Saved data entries
= = = = =
PR #5259, opened 2023-06-27
Disable Bazel remote cache for forked PR

lsy323:
### Background
Since forked PRs doesn't have access to Github Repository secrets, the gcloud credentials passed by secrets cannot be picked up by forked PRs, causing the CI to fail due to empty gcloud credential files.

Thanks to @stgpetrovic pointing out, whenever the self-hosted workers are used in CI, the workers will have access to the remote cache thus the credential won't be needed at that time.

cc @mateuszlewko who is working on using self-hosted workers in TPU CI.

### Temporary Solution
Since gcloud credential is only required when Bazel remote cache is enabled, the size of the credential file is checked in `setup.py`, if the credential is empty (Actually the credential file is 1 byte), we assume it's triggered from a forked PR and skip the remote cache.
= = = = =
■ **Your task**: Your task is to copy exactly, and only, the lines from the line with "### Background" through the last line of the entries, both included.

■ **Reply**:
### Background
Since forked PRs doesn't have access to Github Repository secrets, the gcloud credentials passed by secrets cannot be picked up by forked PRs, causing the CI to fail due to empty gcloud credential files.

Thanks to @stgpetrovic pointing out, whenever the self-hosted workers are used in CI, the workers will have access to the remote cache thus the credential won't be needed at that time.

cc @mateuszlewko who is working on using self-hosted workers in TPU CI.

### Temporary Solution
Since gcloud credential is only required when Bazel remote cache is enabled, the size of the credential file is checked in `setup.py`, if the credential is empty (Actually the credential file is 1 byte), we assume it's triggered from a forked PR and skip the remote cache.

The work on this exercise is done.